◆ WORK ORDER
Filter the entries for the word "const". Copy each line in which it occurs.

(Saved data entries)
PR #352, opened 2019-08-01
Wizard and Keyvalues design changes and minor refactoring and fixes

xantorres:
## SearchBar and Per Page
image

## Wizard (pending feedback from designer)

image

## Keys/Value field

image


src/app/core/components/FormWrapper.js
```diff
@@ -45,7 +45,7 @@ class FormWrapper extends React.Component {
               <Grid item>
                 <Button
                   className={classes.buttonBase}
-                  variant="outlined"
+                  variant="text"
```
brennancheung: This component has been replaced by `CloseComponent` in `master`.  Go with that one.

src/app/core/components/wizard/WizardStepper.js
```diff
@@ -0,0 +1,96 @@
...
+  root: {
+    color: '#EAEAF0',
+    display: 'flex',
+    height: 22,
+    alignItems: 'center',
+  },
+  active: {
+    color: '#784AF4',
+  },
+  circle: {
```
brennancheung: Screenshot didn't look like a circle, looked like a rounded square.  Most likely just need to set `borderRadius` much higher.  Set it to something big like `1000px`.  It shouldn't have any issues if it is bigger than the container.

src/app/core/components/Picklist.js
```diff
@@ -38,24 +38,24 @@ class Picklist extends React.Component {
     const { className, classes, label, name, value, options } = this.props
 
     const items = options.map(x =>
-      typeof x === 'string' ? ({ value: x, label: x }) : x
+      typeof x === 'string' ? ({ value: x, label: x }) : x,
```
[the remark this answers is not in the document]
xantorres: not sure what happened there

◆ EXERCISE ANSWER
     const { className, classes, label, name, value, options } = this.props
     const items = options.map(x =>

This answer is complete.